Hitting “reset” on cells by suppressing a protein

A protein discovered at OMRF might be the key to creating stem cell therapies from adult cells.

OMRF researcher Carol Webb, Ph.D., and University of Texas at Austin scientist Haley Tucker, Ph.D., found that removing or suppressing the protein called Bright could spontaneously convert connective tissue cells in mouse embryos into pluripotent stem cells—the kinds of cells that have the potential to become almost any other type of cell. Their research was published in the journal Stem Cell Reports.
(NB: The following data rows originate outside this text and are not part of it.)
PR #131, opened 2022-05-05
Fix MOLPRO-SH interface

danielhollas:
When I refactored force_abin in #109, I deleted a bit of obscure logic in `read_forces()` that allowed skipping forces. 
Turns out this logic was needed for SH, since in `sh_init` we were calling the interface and requesting only energies without forces.  Hence, that change broke the MOLPRO-SH interface. I could reintroduce the hack or solve it in some other way, but it felt easier for now to simply calculate the forces, even thoug hwe through them out in `sh_init`.

I have also added a workaround for a compiler bug that is specific for the Gfortran 7.3 (which happens to be installed on PHOTOX clusters unfortunately). The workaround is neede for only in the error paths in the file interface in case energies or forces could not be read. Before the workaround, the `inquire` statement that we are using to get the filename from the file unit would result in an ugly and confusing runtime error.


src/surfacehop.F90
```diff
@@ -116,13 +116,14 @@ subroutine sh_init(x, y, z, vx, vy, vz)
          istate = istate_init
       end if
 
-      ! computing only energies, used for subsequent
-      ! determination of TOCALC according to deltaE threshold
       allocate (tocalc(nstate, nstate))
       tocalc = 0
+      tocalc(istate, istate) = 1
```
danielhollas, line 121: This is the fix.

tests/SH_BUTCHER/MOLPRO/r.molpro
```diff
@@ -2,10 +2,22 @@
 cd MOLPRO
 timestep=$1
 ibead=$2
+natom=$(wc -l < ../geom.dat.$ibead)
```
danielhollas, line 5: I have improved this test case so that it would have caught the bug.

unit_tests/test_interface.pf
```diff
@@ -94,14 +93,19 @@ contains
       integer :: u
 
       call del_file(fname)
-      ! Working around a bug in Gfortran 7.3.0, where the inquire statement
```
danielhollas, line 97: This is now solved by the conditional compilation in force_abin.

suchanj (approved):

PR #136, opened 2022-06-13
SH: Fix edge condition in try_hop_nacme_rescale()

### LINKED ISSUE #135: Guard against division by zero `try_hop_rescale_nacme`
An interesting edge case was found when running SH with small `deltaE` threshold. In that case, a hop between states could happen right between the steps where the energy separation exceeds the threshold, and NACME become zero. The leads to division by zero since we are trying to scale velocities along the zero NAC vector. 

https://github.com/PHOTOX/ABIN/blob/63d62affd97de49371df4e72f371a26074105060/src/surfacehop.F90#L931

One solution would be to pass in the interpolated NACM, which should never be zero, since otherwise the hopping probability is also zero. However, that is slightly inconsistent since we're rescaling velocities at the end of the time step, not interpolated velocities. 

Alternatively, we could simply guard against this condition and call isotropic rescaling when this happens. 

Neither of these fixes is very satisfactory. The fundamental issue is that we're trying to hop every substep, but actually then the rescaling a recalculation happens at the end of the big step. To make things really consistent I think we should try to hop only once per big time step and accumulate hopping probability along the small time step. I know that both approaches are discussed in the literature, but I don't know what is the current consensus. We should check what SHARC/Newton-X does, and perhaps other SH packages.

danielhollas:
Closes #135, see that issue for details.

I will add a unit test for this in another PR.

### DIFF
--- a/src/surfacehop.F90
+++ b/src/surfacehop.F90
@@ -892,8 +892,10 @@ contains
       integer :: iat, iw
 
       iw = 1
-      ! Checking for frustrated hop
+      write (stdout, '(A,I0,A,I0)') 'Trying to hop from state ', instate, ' to state ', outstate
+      write (stdout, *) "Checking kinetic energy in the direction of NACME vector"
 
+      ! Checking for frustrated hop
       a_temp = 0.D0
       b_temp = 0.D0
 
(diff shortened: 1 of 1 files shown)


src/surfacehop.F90
```diff
@@ -910,16 +912,25 @@ subroutine try_hop_nacme_rescale(vx, vy, vz, instate, outstate, eclas)
       a_temp = 0.5D0 * a_temp
       c_temp = b_temp**2 + 4 * a_temp * (en_array(instate) - en_array(outstate))
 
+      if (a_temp <= 0.0D0 ) then
```
JanosJiri, line 915: Can this actually happen to have zero NACME when you just hopped? You need non-zero NACME for hopping.

src/surfacehop.F90
```diff
@@ -910,16 +912,25 @@ subroutine try_hop_nacme_rescale(vx, vy, vz, instate, outstate, eclas)
...
+         write (stdout, *) 'WARNING: NACME vector is zero, using isotropic velocity rescaling'
```
JanosJiri, line 916: I would rather write "rescaling along the velocity vector" instead of "isotropic". But its just a minor comment.

JanosJiri (approved):
I have just two minor comments but otherwise I see no problem.

PR #138, opened 2022-07-19
xTB interface

juraskov:
Simple interface for xTB v. 6.2

### DIFF
--- a/interfaces/XTB/r.xtb
+++ b/interfaces/XTB/r.xtb
@@ -1,6 +1,7 @@
 #!/bin/bash
 cd $(dirname $0)
-source ../SetEnvironment.sh XTB
+#source ../SetEnvironment.sh XTB
+XTBEXE=xtb
 
 timestep=$1
 ibead=$2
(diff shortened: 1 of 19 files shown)


interfaces/XTB/r.xtb
```diff
@@ -0,0 +1,61 @@
...
+if [[ $? -eq 0 ]];then
+   cp $input.out $input.out.old
+else
+   echo "WARNING from r.xtb: XTB calculation probably failed."
+   echo "See $input.out.error" 
+   cp $input.out $input.out.error
+fi
+
+### EXTRACTING ENERGY AND FORCES
+#Archives all energies and forces, possible to comment
```
danielhollas, line 52: Please remove the archiving, since energies are printed by ABIN anyway, and one can also print forces with `nwritef=1`

interfaces/XTB/r.xtb
```diff
@@ -0,0 +1,61 @@
...
+#Charge can be specified by changing value in a file .CHRG
+
+echo "0" > .CHRG
+
+cat > $input << EOF
+\$periodic 3
+\$cell angs
+    18.428    18.428    18.428  90  90  90
+\$coord angs
+
```
danielhollas, line 30: Are these two extra lines needed?

danielhollas (commented):
Awesome, thank you :heart: Just a couple of minor comments if you could address them. :bow:

danielhollas:
@juraskov Perfetto. :tada: :ok_hand: Thank you very much.

I did a bit of cleaning in other BASH interfaces and killed all useless cats. :drop_of_blood: I have also in the end simplified the XTB interface a bit more, I got rid of the input file altogether, and instead the geometry is passed in via standard XYZ file, and all the parameters are passed via command line arguments. I have also added number of processors and unpaired electrons as parameters to make this more general. I tested energy conservation for GFN1-xTB. Interestingly, when I tried GFN0-xTB for this particular molecule, it crashed, not sure why, and don't have time to dig in further. In any case, this will likely be very useful.

CC @suchanj

danielhollas (approved):

PR #145, opened 2022-09-26
Protocol buffer (TCPB) interface to TeraChem

### LINKED ISSUE #114: Migrate from Codecov BASH uploader
Codecov bash uploader is being deprecated
https://docs.codecov.com/docs/about-the-codecov-bash-uploader

New uploader:
https://docs.codecov.com/docs/codecov-uploader#introduction

Usage on GHA
https://github.com/marketplace/actions/codecov

### LINKED ISSUE #144: Implement TeraChem TCPB interface
The MPI interface for ground state MD has been removed in the recent TC version so we need to switch to an interface based on Google's protobuf. Fortunately, there's a tcpb-cpp library that despite its name also contains Fortran wrappers so it shouldn't hopefully be too hard to use. :crossed_fingers: 

https://github.com/mtzgroup/tcpb-cpp/tree/master/examples/api/fortran

### LINKED ISSUE #151: Codecov uploads failing for gcc9 and gcc10
This is affecting the TCPB build, which runs on Ubuntu 20.04 with GCC-9. GCC-7 on Ubuntu 18.04 works.

https://app.codecov.io/gh/PHOTOX/ABIN/commit/dc0ac9b6fe6eae19fd041a6a278e5b8ebcac1fec

image

Probably the same issue that I already reported back when we were using the BASH uploader. The solution might be the same, but need to figure out how to use it with the codecov-action on GHA.

https://community.codecov.com/t/intermittent-timeout-contacting-codecov-io-from-github-actions/1690/28

https://community.codecov.com/t/gcov-coverage-reports-were-not-found-when-migrating-from-codecov-codecov-action-v1-to-codecov-codecov-action-v2/3273

https://community.codecov.com/t/gcov-coverage-reports-were-not-found-when-migrating-from-codecov-codecov-action-v1-to-codecov-codecov-action-v2/3273/11

https://github.com/codecov/codecov-action
https://github.com/marketplace/actions/codecov

danielhollas:
In the recent TeraChem dev version they removed the Amber MPI interface that we were using for ground state MD. (FMS/MPI that we use for surface hopping is still there). 

As a replacement, here I implement the new TCPB interface which is based on communication via plain Unix socket and data are serialized using Google's [Protocol Buffers protocol](https://developers.google.com/protocol-buffers).
Fortunately, we don't need to deal with the details here thanks to the [tcpb-cpp](https://github.com/mtzgroup/tcpb-cpp), which offers a thin Fortran API. 

I didn't test this too extensively, but I did run a couple of 1 ps NVE dynamics and things seems to be stable and energy is conserved. Note, this will not work on PHOTOX clusters since TC was not compiled with this functionality.

I did not write a full test for this yet, since we would again need to mock the TC server, and I am not yet familiar how the TCPB interface works on TeraChem side. Will do it eventually, but need to get this out so we can compile on our clusters.
I did however add a TCPB build to GitHub CI, so we're at least testing the ABIN buillds with this functionality, and goes through some initialization (until the TC connection step, which inevitably fails).

QM/MM is not implemented yet, but shouldn't in principle hard to add once somebody needs it.
On the other hand, it seems that it is currently [not possible to connect to multiple TC servers](https://github.com/mtzgroup/tcpb-cpp_dev/issues/10) so REMD is not supported.

Closes #144 Closes #151
~~NOTE: Codecov is acting up again and does not pick up the TCPB build for some reason.~~


danielhollas:
I am essentially done with the code, what remains is to add a test (if it is not too much work) and documentation. 

The latest test failures are due to Codecov upload.

danielhollas:
@suchanj :wave: Take a look when you have a bit of time, but no rush. 

This is not something that you can test on PHOTOX clusters unfortunately, but it would be great to let me know if this all makes sense at least in principle.

danielhollas:
@suchanj are you okay with merging this?

suchanj:
Oh, I'm so sorry, must have missed the email! This explains why ground state MD does not run on krypton with current dev TC version.
Yes lets go ahead and merge it. The code structure makes sense. I guess it could be easily expanded if we would need to transition from FMS/MPI to PB completely.

suchanj (approved):

danielhollas:
> Oh, I'm so sorry, must have missed the email! This explains why ground state MD does not run on krypton with current dev TC version.

@suchanj  interesting, did you recompile TC recently? If so you could actually test this.

PR #150, opened 2022-11-02
LZ with TC fixes #142

### LINKED ISSUE #142: TC with LZ broken
sh_init routine interferes and terminates the calculation

suchanj:
Just a quick fix to make LZ work with TeraChem. 
Sadly, this is again temporary solution. We would need to separate MPI interface from SH to make it usable by other routines independently.
I also tried to write TERAMPI test, however, I would need to supply actual gradients and energies of multiple states which would be quite demanding given the current state. I would maybe wait until the aforementioned changes are done. 

Closes #142


suchanj:
Note: Do not rename PR, codecov will fail

src/landau_zener.F90
```diff
@@ -100,12 +100,27 @@ subroutine lz_init()
       ! TERA-MPI parameters
       if (pot == '_tera_') then
          nstate = nstate_lz
-         call set_current_state(initstate_lz)
```
danielhollas, line 103: I would propose to call `lz_init_terash` from here, instead of `abin.F90`. Makes more sense to me, especially since there is already is special code here. Also please pass the variable `pot` explicitly as a function parameter instead of importing it from module. It is better to be explicit that this is needed in this function.

danielhollas (changes requested):
Thanks @suchanj! I am glad that at least we're not calling the `sh_init` function when running LZ.

Please also cleanup the `sh_init` function, there's an extra LZ-related condition based on ipimd that is not needed anymore after these changes.

Regarding test, I think you should be able to copy and modify the existing `TERAPI-SH-S0` test. It's is not a full test, as it is essentially an MD on the ground state, but should serve as a basic [smoke test](https://en.wikipedia.org/wiki/Smoke_testing_(software)) nonetheless.

danielhollas:
Ah, I guess I know what you mean. Sometimes Codecov upload fails, but usually you can just re-run the job to fix it (You can trigger the re-run in the Github Actions page)

suchanj:
So I performed the cleanup and added the TERAPI-LZ test. I extended the tc_mpi_api with fms population reading energies and gradients from file. It is far from being perfect but could be used and improved for future tests. Also coverage :arrow_up:

src/landau_zener.F90
```diff
@@ -19,7 +19,7 @@ module mod_lz
    use mod_sh_integ, only: nstate
    implicit none
    private
-   public :: lz_init, lz_hop, lz_rewind, lz_restin, lz_restout, lz_finalize !Routines
+   public :: lz_init, lz_init_terash, lz_hop, lz_rewind, lz_restin, lz_restout, lz_finalize !Routines
```
danielhollas, line 22: This doesn't have to be public anymore.

src/landau_zener.F90
```diff
@@ -69,8 +69,9 @@ subroutine check_lz_parameters()
    end subroutine check_lz_parameters
 
    !Initialization
-   subroutine lz_init()
+   subroutine lz_init(pot)
```
danielhollas, line 72: Thanks for making it a paramater. You might maybe remove the import of `pot` from the top of the module, line 15. Also it seems that on the same line `irest` and `nwalk` are imported but not used.

danielhollas (approved):
@suchanj Amazing, thanks so much for the test.

Just a couple of final nitpicks but otherwise good to go.

PR #153, opened 2022-12-01
BAGEL interface for XMS and MS-CASPT2 in FSSH and LZSH

JanosJiri:
The interface for BAGEL and ABIN to perform FSSH and LZSH simulations. It is set to do XMS-CASPT2 by default but input can be modified for MS-CASPT2 and CASSCF. It was tested on cyclopropanone molecule and benchmarked to MOLPRO. Credits to Tomas Jira and Jiri Suchan.


interfaces/BAGEL-LZ/r.bagel
```diff
@@ -0,0 +1,136 @@
...
+    "file" : "orbitals"
+}
+
+]}
+EOF
+
+#----------BAGEL JOB-------------------------
+export BAGEL_NUM_THREADS=1
+export OMP_NUM_THREADS=1
+/home/srsen/bin/anaconda3/bin/mpirun -np 1 BAGEL $input.json > $input.out
```
danielhollas, line 112: Use the `SetEnvironment.sh` paradigm, take a look how it is done in the other interfaces. I would suggest to define the following two variables there:

```sh
export PATH=path/to/bagel:$PATH
BAGELEXE=BAGEL
MPIRUN=/home/srsen/bin/anaconda3/bin/mpirun
```

So then the line will be

```sh
source SetEnvironment.sh BAGEL
$MPIRUN -np $nproc $BAGELEXE $input.json &> $input.out
```
with `nproc` defined with all the other parameters.

interfaces/BAGEL-LZ/r.bagel
```diff
@@ -0,0 +1,136 @@
...
+
+if $( grep -q 'ERROR: EXCEPTION RAISED:  Max iteration reached during the second-order optimization.' $input.out ) ;then
```
danielhollas, line 114:
```suggestion
if `grep -q 'ERROR: EXCEPTION RAISED:  Max iteration reached during the second-order optimization.' $input.out` ;then 
```

interfaces/BAGEL-LZ/r.bagel
```diff
@@ -0,0 +1,136 @@
...
+    echo "ERROR: Algorithm could not converge!"
+    exit 2
+fi
+
+#####################################################################
+
+# NOW IT'S TIME TO COLLECT ALL THE DATA FOR ABIN
+
+# Extracting energy.
+cat ENERGY.out >> ../engrad.dat.$ibead
```
danielhollas, line 124:
```suggestion
cat ENERGY.out > ../engrad.dat.$ibead
```

interfaces/BAGEL-LZ/r.bagel
```diff
@@ -0,0 +1,136 @@
...
+#-about Density Fitting: http://www.molpro.net/info/2012.1/doc/manual/node133.html
+#-Easiest way to do DF-CASSCF is to use turbomole (Ahlrichs) Def2 basis sets (SVP,TZVP etc.)
+#-For Dunnging basis sets, DF bases are available, but you won't calculate NAC
+#-For Pople basis sets, you need to specify DF basis manually, probably some of the DF Ahlrichs basis sets.
+
+rm -f ../engrad.dat.$ibead ../nacm.dat
+
+#-How many atoms?
+natom=$(cat ../geom.dat.$ibead | wc -l )
+let natom1=natom+1
```
danielhollas, line 31: Delete these unused variables.

interfaces/BAGEL-SH/r.bagel
```diff
@@ -0,0 +1,142 @@
...
+timestep=$1
+ibead=$2
+input=input$ibead
+if [[ -z $3 ]];then
+   accu=7
+else
+   accu=$3
+fi
+
+# Definition of wavefunction
```
danielhollas, line 15: Apply suggestions from `BAGEL-LZ/r.bagel-lz`

interfaces/BAGEL-SH/r.bagel
```diff
@@ -0,0 +1,142 @@
+#!/bin/bash
```
danielhollas, line 1: Rename file to `r.bagel-sh`

interfaces/BAGEL-LZ/r.bagel
```diff
@@ -0,0 +1,136 @@
+#!/bin/bash
```
danielhollas, line 1: Rename file to `r.bagel-lz`

interfaces/BAGEL-SH/r.bagel.nacm
```diff
@@ -0,0 +1,148 @@
+#!/bin/bash
```
danielhollas, line 1: Rename to `r.bagel-sh.nacm`

interfaces/BAGEL-SH/r.bagel.nacm
```diff
@@ -0,0 +1,148 @@
...
+
+
+
+# END OF BAGEL INPUT
+
+# BAGEL JOB
+export BAGEL_NUM_THREADS=1
+export OMP_NUM_THREADS=1
+/home/srsen/bin/anaconda3/bin/mpirun -np 1 BAGEL $input.json > $input.out
+
```
danielhollas, line 116: Check the return value of this command, look how it is done in other interfaces.

```sh
if [[ $? -ne 0 ]];then
    echo "BAGEL exited with error. Check $input.out"
    exit 2
fi
```

danielhollas (changes requested):
Awesome, thanks so much to all who contributed to this interface! :+1:

interfaces/BAGEL-LZ/r.bagel
JanosJiri: Done

interfaces/BAGEL-LZ/r.bagel
danielhollas: I have confused myself here. `$(command)` and `` `command` `` are essentially equivalent. They are called [command substitution](https://www.gnu.org/software/bash/manual/html_node/Command-Substitution.html), and return the standard output (stdout) of the command. But `grep -q` will never print anything into its stdout anyway.

What we instead want to be testing is the _return value_ (or exit status) of the command. In linux, successful execution should always return 0, which (somewhat confusingly) is evaluated as true by the if statement. Anything other than 0 is false. One can check that by looking at the return values of the `false` and `true` commands.

```
$ /bin/true; echo $?
0
$ /bin/false; echo $?
1
```

You can also checkout the `EXIT STATUS` section of grep's manpage.

The original code still works, because the return value of the command substitution is the return value of the command itself. But it is superfluous, one can simply write

```
if grep -q 'ERROR: ...' $input.out; then

fi
```

Here's a little comic about various brackets in BASH that I found extremely useful.
https://wizardzines.com/comics/brackets-cheatsheet/

CC @JanosJiri

danielhollas:
@JanosJiri is this ready for a new round of review or not yet?

JanosJiri:
Yes, it's ready for review @danielhollas.

interfaces/BAGEL-LZ/r.bagel-lz
```diff
@@ -0,0 +1,210 @@
...
+# COMMENT: Therefore, I skipped changing covergence criteria during CASSCF routine. 
+
+
+####################################################################
+
+# NOW IT'S TIME TO COLLECT ALL THE DATA FOR ABIN
+
+# Extracting energy.
+cat ENERGY.out >> ../engrad.dat.$ibead
+cat ENERGY.out >> ../engrad_all.dat
```
danielhollas, line 199:
```suggestion
cat ENERGY.out > ../engrad.dat.$ibead
cat ENERGY.out > ../engrad_all.dat
```

interfaces/BAGEL-LZ/r.bagel-lz
```diff
@@ -0,0 +1,210 @@
...
+    "title" : "molecule",
+    "basis" : "$basis",
+    "df_basis" : "$df_basis",
+    "angstrom" : "true",
+    "geometry" : [
+EOF
+
+# section for geometry specification in json format
+for j in `seq 1 $natom`; do
+    atom=$(echo $(cat ../geom.dat.$ibead | head -n $j | tail -n 1) | awk '{print $1}')
```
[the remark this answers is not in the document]
danielhollas: Please simplify all of this with AWK. Something like this should work

```awk
awk -v natom="$natom" ' \
{printf('{ "atom" : %d, "xyz" : [ %.15f, %.15f, %.15f]}", natom, $1, $2, $3} \
NR != natom {print ","}
'
```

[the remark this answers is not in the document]
danielhollas: Please rewrite this with AWK, something like this should work

```awk
awk -v natom="$natom" '{printf "{ \"atom\" : %s, \"xyz\" : [ %.15f, %.15f, %.15f]}", $1, $2, $3, $4} NR != natom {print ","}END{print ""}'  ../geom.dat.$ibead >> $input.json
```

interfaces/BAGEL-LZ/r.bagel-lz
```diff
@@ -0,0 +1,210 @@
+#!/bin/bash
```
danielhollas, line 1: Please apply comments on this file to the files in BAGEL-SH as well.

interfaces/BAGEL-LZ/r.bagel-lz
```diff
@@ -0,0 +1,210 @@
...
+}
+
+]}
+EOF
+
+#----------BAGEL JOB-------------------------
+export BAGEL_NUM_THREADS=1
+export OMP_NUM_THREADS=1
+# specific launching of BAGEL - modify for different machines
+/home/srsen/bin/anaconda3/bin/mpirun -np 1 BAGEL $input.json > $input.out
```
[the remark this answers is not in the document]
danielhollas: Also it would be really great to get rid of this hard-coded path and use the SetEnvironment.sh approach. Note that here we also assume that BAGEL is in $PATH.

danielhollas (changes requested):
This is looking great now @JanosJiri! Some final small things, and then I'll test it locally with our BAGEL.

interfaces/BAGEL-LZ/r.bagel-lz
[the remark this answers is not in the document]
JanosJiri: Done

interfaces/BAGEL-LZ/r.bagel-lz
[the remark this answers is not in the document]
JanosJiri: Done, ready for review.

danielhollas:
Thanks @JanosJiri :clap: I'll do some testing locally (hopefully next week) and then we should be good to go!

danielhollas:
@JanosJiri I've cleaned up the interfaces in BAGEL-SH and tested XMS-CASPT2, MS-CASPT2 and CASSCF. I've been able to reduce a lot of duplication by moving stuff into functions in bagel.inp. If this looks good to you I'll apply the same thing to LZ and ground state BAGEL.

interfaces/BAGEL-SH/r.bagel-sh
```diff
@@ -0,0 +1,165 @@
...
+    if [[ -z ${target_state-} ]]; then
+      target_state=$ist
+    else
+      >&2 echo "ERROR: Invalid tocalc, cannot compute gradient for more than one state"
+      exit 2
+    fi
+  fi
+done
+
+cat >> $input.json << EOF
```
JanosJiri, line 54: You have a fucntion in bagel.inp to do this if I understood it correctly.

danielhollas:
Okay, I think I am done. :sweat_smile: I've cleaned up all the three interfaces and tested them on Hamilton. The scripts now also pass the `shellcheck` [BASH linter](https://www.shellcheck.net/), invoked as

```
shellcheck -a -x r.bagel*
```

@JanosJiri It would be great if you could do last tests on Prague clusters and then we're good to go. When testing, you can increase the `deltaE` parameter so that you also exercise the NACM calculation. Thanks!

danielhollas (approved):
I am going to merge this. We can always open a new PR if we run into any issues or have more improvements. 

Awesome work, very happy with what we have. :clap:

“The ultimate goal of stem cell research is to revert an adult cell into a pluripotent stem cell, which could be used to treat patients using their own cells,” Webb said. “We’ve found that inhibiting the Bright protein improves the efficiency of techniques other labs use to make pluripotent mouse stem cells.”

Webb discovered Bright, which is known as ARID3a in humans, and has spent years researching its function. With Tucker, she found the protein acts as a barrier to reprogramming cells by repressing key regulatory genes.

“This is the culmination of years of work,” she said. “We are currently working in my lab to determine if adult human connective tissue cells can be reprogrammed the same way.”

If it works, it could make reverting adult cells into stem cells easier and more efficient, Webb said.

“Imagine the ability to take cells that are already compatible, because they’re your own cells, and reprogram them to grow new nerves or liver tissue,” she said. “There’s so much promise in this field.”

Graduate students Hi Le and Troy Templeton contributed to the paper.

The research was funded by a grant from the Oklahoma Center for Adult Stem Cell Research, which is funded by the Oklahoma Tobacco Settlement Endowment Trust (TSET).